_TASK INSTRUCTIONS_
Gather each line of the entries below that includes "future".

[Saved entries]
=-=-=
PR #5070, opened 2022-01-19
utils: Introduce RangeMap container and unit test.

prideout:
This will allow the Vulkan backend to efficiently track the subresource
image layouts for each texture.

This is a sparse container for a series of ordered non-overlapping
integer intervals, where each interval maps to a concrete value.


daemyung:
@prideout Do you have a plan to support recording command buffers on many threads in Vulkan backend? If you have this plan, it's not good to track the current image layout.

prideout:
> @prideout Do you have a plan to support recording command buffers on many threads in Vulkan backend? If you have this plan, it's not good to track the current image layout.

If we add multi-threading to the vk backend, then yes we would need to manage each thread's access to textures.  This might be a general concern, not just for layouts but also for texel data.

I'm curious what other Vulkan engines do out there, so I also looked at the MoltenVK source and they use a custom vector type to track each subresource.  I think my RangeMap solution is better for overall memory footprint, but worse in terms of heap allocations.  In the future I should probably use a custom allocator.

prideout:
cc @chrisforbes in case he has thoughts about tracking image layout.

bejado (approved):

libs/utils/include/utils/RangeMap.h
```diff
@@ -0,0 +1,309 @@
...
+ * RangeMap has a low memory footprint if it contains fairly homogeneous data. Internally, the
+ * intervals are automatically split and merged as elements are added or removed.
+ *
+ * Each interval maps to an instance of ValueType, which should support cheap equality checks
+ * and copy assignment. (simple concrete types are ideal)
+ *
+ * KeyType should support operator< because intervals are internally sorted using std::map.
+ */
+template<typename KeyType, typename ValueType>
+class RangeMap {
```
pixelflinger, line 40: note: when actually using this class, it *might* be good to explicitly instantiate it, because it looks like all these methods could generate a lot of code.

One question I have is, is it possible to refactor this so either:
- some code could be moved into a .cpp (i.e. code that doesn't depend on the templated types)
- or, make the templated class just a wrapper (for type safety) around a generic class

libs/utils/include/utils/RangeMap.h
```diff
@@ -0,0 +1,309 @@
...
+public:
+    /**
+     *  Replaces all slots between first (inclusive) and last (exclusive).
+     */
+    void add(KeyType first, KeyType last, const ValueType& value) noexcept {
+        // First check if an existing range contains "first".
+        iterator iter = find(first);
```
pixelflinger, line 47: I would rename `find` to something more explicit. I initially thought it was `std::find`.

libs/utils/include/utils/RangeMap.h
```diff
@@ -0,0 +1,309 @@
...
+    const_iterator end() const noexcept { return mMap.end(); }
+
+    iterator begin() noexcept { return mMap.begin(); }
+    iterator end() noexcept { return mMap.end(); }
+
+    Range<KeyType>& get_range(iterator iter) const { return iter->second.first; }
+    ValueType& get_value(iterator iter) const { return iter->second.second; }
+
+    const Range<KeyType>& get_range(const_iterator iter) const { return iter->second.first; }
+    const ValueType& get_value(const_iterator iter) const { return iter->second.second; }
```
pixelflinger, line 198: this naming convention is not filament's. This should be `getRange()`, etc...

libs/utils/include/utils/RangeMap.h
```diff
@@ -0,0 +1,309 @@
...
+    // Erase the given range if it contains no elements.
+    void clean(iterator iter) {
+        Range<KeyType>& range = get_range(iter);
+        assert_invariant(range.first <= range.last);
+        if (range.first == range.last) {
+            mMap.erase(iter);
+        }
+    }
+
+    const_iterator find(KeyType key) const noexcept {
```
pixelflinger, line 275: can one `find` be implemented in term of the other one, e.g. using `const_cast`?  It seems strange to have the same exact code duplicated twice.

pixelflinger (changes requested):
Mainly the naming conventions don't match filament's. e.g. `foo_bar()` should be `fooBar()`

libs/utils/include/utils/RangeMap.h
```diff
@@ -0,0 +1,269 @@
...
+ */
+
+#ifndef TNT_UTILS_RANGEMAP_H
+#define TNT_UTILS_RANGEMAP_H
+
+#include <utils/Panic.h>
+#include <utils/Range.h>
+#include <utils/debug.h>
+
+#include <map>
```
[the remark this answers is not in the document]
prideout: We need an ordered map for this to work.  std::maps also features logarithmic complexity when calling `lower_bound`, which is heavily leveraged here.

Interestingly Tessil does have some "sparse container" stuff but they don't suit our needs here.

libs/utils/include/utils/RangeMap.h
prideout: Fixed.  Tried a few different ways (including `const_cast` and `std::as_const`) but settled on using a template helper method because that's the easiest way to handle both `const_iterator` and `iterator` return types.

libs/utils/include/utils/RangeMap.h
prideout: Fixed.

libs/utils/include/utils/RangeMap.h
prideout: Renamed to findRange.

libs/utils/include/utils/RangeMap.h
prideout: Hmm I tried but wasn't able to move any code into a cpp file, since all methods use template types.  Keeping it all in the header might not be so bad, at least it ensures that we don't bloat libutils for clients who don't need RangeMap.

FWIW, the Vulkan backend will likely instantiate this with KeyType=uint32 and ValueType=VkImageLayout.

pixelflinger (approved):
I tried to review the algorithm but it's a bit difficult -- seems right to me, so relying on test for this sounds like a plan :-)

prideout:
By the way I am intentionally waiting to merge this, I'm currently using it with a local PR that I'll put up soon.

PR #5074, opened 2022-01-19
Fix integration of screen-space reflections with lighting

pixelflinger:
screen-space reflections are integrated in the indirect light computation
(similarly to screen-space refraction), this is because it can be seen as
the specular term of screen-space GI.

However, because this effect is screen-space, the data it accesses has 
the ibl luminance (and exposure) applied.

Besides some minor refactoring, this change just applies the 
screen-space reflections *after* the ibl's specular term is exposed.

### DIFF
--- a/shaders/src/light_reflections.fs
+++ b/shaders/src/light_reflections.fs
@@ -191,17 +191,17 @@ highp mat4 scaleMatrix(const highp float x, const highp float y) {
 }
 
 /**
- * Evaluates screen-space reflections, storing a premultiplied color in Fr.rgb if there's a hit.
- * r is the desired reflected vector.
+ * Evaluates screen-space reflections, returning a color if there's a hit.
+ * wsRayDirection is the desired reflected vector.
  *
- * Fr.a is set to a value between [0, 1] representing the "opacity" of the reflection. 1.0f is full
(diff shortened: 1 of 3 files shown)


prideout (approved):
Looks okay but I'm not deeply familiar with this.

shaders/src/light_reflections.fs
```diff
@@ -195,13 +195,12 @@ highp mat4 scaleMatrix(const highp float x, const highp float y) {
  * r is the desired reflected vector.
  *
  * Fr.a is set to a value between [0, 1] representing the "opacity" of the reflection. 1.0f is full
- * screen-space reflection. Values < 1.0f should be blended with the scene's IBL. Fr.rgb is
- * premultiplied by Fr.a.
+ * screen-space reflection. Values < 1.0f should be blended with the scene's IBL.
```
bejado, line 198: Remove the word "premultiplied" from line 194

bejado (approved):

shaders/src/light_reflections.fs
pixelflinger: ah yeah, sorry about that btw. When working on the code I realized that it was more logical for it to not be premultiplied. Similarly to the refraction.

PR #5077, opened 2022-01-20
Get the morph target count from the renderable

daemyung:


filament/src/components/RenderableManager.cpp
```diff
@@ -596,14 +596,22 @@ static void updateMorphWeights(FEngine& engine, backend::Handle<backend::HwBuffe
     driver.updateBufferObject(handle, { out, size }, 0);
 }
 
-void FRenderableManager::setMorphWeights(Instance instance, float const* weights, size_t count) noexcept {
+void FRenderableManager::setMorphTargetCount(Instance instance, size_t count) noexcept {
     if (instance) {
+        ASSERT_PRECONDITION(count < CONFIG_MAX_MORPH_TARGET_COUNT,
```
pixelflinger, line 601: when using `ASSERT_*` the method cannot be `noexcept`, because these will throw if exceptions are enabled.

filament/src/components/RenderableManager.cpp
```diff
@@ -596,14 +596,22 @@ static void updateMorphWeights(FEngine& engine, backend::Handle<backend::HwBuffe
...
+                "Only %d morph targets are supported (count=%d)", CONFIG_MAX_MORPH_TARGET_COUNT, count);
+
         MorphWeights& morphWeights = mManager[instance].morphWeights;
         morphWeights.count = count;
+    }
+}
 
+void FRenderableManager::setMorphWeights(Instance instance, float const* weights, size_t count) noexcept {
+    if (instance) {
         ASSERT_PRECONDITION(count < CONFIG_MAX_MORPH_TARGET_COUNT,
```
pixelflinger, line 611: same here, can't be `noexcept` if `ASSERT_*` is used.

pixelflinger (changes requested):
Can you explain why we need this and how this interacts with `MorphTargetBuffer`?

I thought `MorphTargetBuffer` was the one with a count of target? Should `setCount` be on `MorphTargetBuffer`?

It seems to me that if we have a `setMorphTargetCount` on the renderable, we should also have a `setOffset` so that you can use a range inside a `MorphTargetBuffer`.

Please le me know if I'm misunderstanding.

daemyung:
> Can you explain why we need this and how this interacts with `MorphTargetBuffer`?

Sorry don't explain details. glTF spec says that `All primitives MUST have the same number of morph targets in the same order`. Thus I think it's more proper having the morph target count in the renderable. Also when the morph target buffer is added to a renderable, the morph target count must same to the renderable's morph target count. I think the morph target count should be set by 'RenderableManager::Builder`. I will fix.

> I thought `MorphTargetBuffer` was the one with a count of target? Should `setCount` be on `MorphTargetBuffer`?

Yes your understanding is right. However I don't think `setCount` be on `MorphTargetBuffer` unless if we give flexibility to `MorphTargetBuffer`

> It seems to me that if we have a `setMorphTargetCount` on the renderable, we should also have a `setOffset` so that you can use a range inside a `MorphTargetBuffer`.

Yes right. I will update it.

filament/src/components/RenderableManager.cpp
daemyung: Thanks it's updated.

filament/src/components/RenderableManager.cpp
daemyung: Thanks it's updated.

filament/include/filament/RenderableManager.h
```diff
@@ -443,29 +443,34 @@ class UTILS_PUBLIC RenderableManager : public FilamentAPI {
...
 
     /**
      * Updates the vertex morphing weights on a renderable, all zeroes by default.
      *
      * The renderable must be built with morphing enabled, see Builder::morphing().
      */
-    void setMorphWeights(Instance instance, float const* weights, size_t count) noexcept;
-
+    void setMorphWeights(Instance instance,
+            float const* weights, size_t count, size_t offset = 0);
```
pixelflinger, line 461: Please describe  all parameters in the comment (especially offset) -- it should have been done in the other APIs, sorry about that, we will fix.

filament/src/components/RenderableManager.h
```diff
@@ -106,13 +106,14 @@ class FRenderableManager : public RenderableManager {
...
-    inline void setBones(Instance instance, math::mat4f const* transforms, size_t boneCount, size_t offset = 0) noexcept;
+    inline void setBones(Instance instance, Bone const* transforms, size_t boneCount, size_t offset = 0);
+    inline void setBones(Instance instance, math::mat4f const* transforms, size_t boneCount, size_t offset = 0);
     inline void setSkinningBuffer(Instance instance, FSkinningBuffer* skinningBuffer,
-            size_t count, size_t offset) noexcept;
-    void setMorphWeights(Instance instance, float const* weights, size_t count) noexcept;
+            size_t count, size_t offset);
+    void setMorphWeights(Instance instance, float const* weights, size_t count, size_t offset);
     void setMorphTargetBufferAt(Instance instance,
             size_t primitiveIndex, FMorphTargetBuffer* morphTargetBuffer) noexcept;
```
pixelflinger, line 115: Reading this code again, I think `setMorphTargertBufferAt` should work like `setGeometryAt`. 

So I think it should have `uint8_t level` parameter, which for now will always be 0, because we dont support LODs yet. But the API should have it.

This API should also have a `size_t offset, size_t count`, which define a range *inside* the `MorphTargetBuffer`. Then you need to check that:

1. this range fits in the `MorphTargetBuffer`
2. the count matches the renderable's morph target count
3. make the appropriate changes in the shader so that the offset is taken into account

This will make the API more similar to `setGeometryAt` and it will allow us to use a larger `MorphTargetBuffer` for several primitives (or in the future for lods).

I think this change should actually be done first and independently from this PR. This is my bad for not catching this before.

Please let me know what you think. Thank you!

pixelflinger (changes requested):
Please see comments inline, I think we need to change `setMorphTargetBufferAt`, sorry for not catching this earlier.

filament/src/components/RenderableManager.h
daemyung: @pixelflinger Thanks. I agree `setMorphTargetBufferAt` shoud be work like `setGeometryAt` but I have some different idea.

I think `setMorphTargetBufferAt` should be changed to `setMorphTargetsAt` like `setGeometryAt`. Now we can know how many morph targets are needed when `Renderable` is created. Thus instead of creating and setting `MorphTargetBuffer` outside of `RenderPrimitive` , we can create `MorphTargetBuffer` in `RenderPrimitive` and update morph target data like `setGeometryAt`.

Your idea is great that we can share large `MorphTargetBuffer` with many `RenderPrimitive`s but I'm not sure sharing `MorphTargetBuffer` will be very rare and I guess it will be not happend. Because internally `MorphTargetBuffer`'s resource type is `Texture` not `Buffer`. If it is `Buffer` your idea will be very useful.

Please let me know your idea. Thank you!

daemyung: @pixelflinger Sorry ignore my previous comment. Yes your idea is correct. The vertex count exactly same at geometry and morphing. Thanks.

pixelflinger (approved):

prideout (approved):

pixelflinger:
@daemyung this now has conflicts because of my last change. Sorry.

daemyung:
> @daemyung this now has conflicts because of my last change. Sorry.

@pixelflinger No problem at all. :) I resolved conflicts.

filament/src/components/RenderableManager.cpp
```diff
@@ -595,30 +595,42 @@ static void updateMorphWeights(FEngine& engine, backend::Handle<backend::HwBuffe
...
-            updateMorphWeights(mEngine, morphWeights.handle, weights, count);
+            updateMorphWeights(mEngine, morphWeights.handle, weights, count, offset);
         }
     }
 }
 
 void FRenderableManager::setMorphTargetBufferAt(Instance instance,
         size_t primitiveIndex, FMorphTargetBuffer* morphTargetBuffer) noexcept {
     if (instance) {
+#if !defined(NDEBUG)
```
bejado, line 615: I don't think we need to surround `assert_invariant` with a `NDEBUG` check, we already do this inside [`debug.h`](https://github.com/google/filament/blob/4060b558c79207ad9098c9cd7eb130f95c683a14/libs/utils/include/utils/debug.h#L26-L30).

daemyung: I think `ASSERT_PRECONDITION`will be better.

filament/include/filament/RenderableManager.h
daemyung: Ok it's update. Sorry for forgetting your comment.

filament/src/components/RenderableManager.cpp
```diff
@@ -588,12 +588,11 @@ void FRenderableManager::setSkinningBuffer(FRenderableManager::Instance ci,
...
-    auto size = sizeof(float4) * count;
-    auto* UTILS_RESTRICT out = (PerRenderableMorphingUib*)driver.allocate(size);
-    memset(out, 0, size);
+    auto size = sizeof(PerRenderableMorphingUib);
+    auto* UTILS_RESTRICT out = driver.allocatePod<PerRenderableMorphingUib>(1);
     std::transform(weights, weights + count, out->weights,
-            [](float value) { return float4(value); });
-    driver.updateBufferObject(handle, { out, size }, sizeof(float4) * offset);
+            [](float value) { return float4(value, 0, 0, 0); });
+    driver.updateBufferObject(handle, { out, size }, 0);
```
pixelflinger, line 595: Actually your code is much better! (and also it handles `offset`, which this one doesn't).

But please keep `return float4(value, 0, 0, 0);`

pixelflinger (changes requested):

filament/src/components/RenderableManager.cpp
daemyung: Oh it's my mistake. Thanks!

filament/src/components/RenderableManager.cpp
```diff
@@ -592,7 +592,7 @@ static void updateMorphWeights(FEngine& engine, backend::Handle<backend::HwBuffe
     auto* UTILS_RESTRICT out = driver.allocatePod<PerRenderableMorphingUib>(1);
     std::transform(weights, weights + count, out->weights,
```
pixelflinger, line 593: your original code here was better -- because this allocates the whole 16KiB, but we only need `sizeof(float)*count`.

I'm sorry I caused confusion with my change, it's because your first code was using `sizeof(PerRenderableMorphingUib)`

```suggestion
    auto* UTILS_RESTRICT out = (float4*)driver.allocate(sizeof(float4) * count);
    std::transform(weights, weights + count, out,
```

pixelflinger (changes requested):

filament/src/components/RenderableManager.cpp
daemyung: Ah I understand. Thanks!

pixelflinger (approved):

pixelflinger (approved):

pixelflinger:
Thank you so much @daemyung !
=-=-=
_RESPONSE AREA_
I'm curious what other Vulkan engines do out there, so I also looked at the MoltenVK source and they use a custom vector type to track each subresource.  I think my RangeMap solution is better for overall memory footprint, but worse in terms of heap allocations.  In the future I should probably use a custom allocator.
This will make the API more similar to `setGeometryAt` and it will allow us to use a larger `MorphTargetBuffer` for several primitives (or in the future for lods).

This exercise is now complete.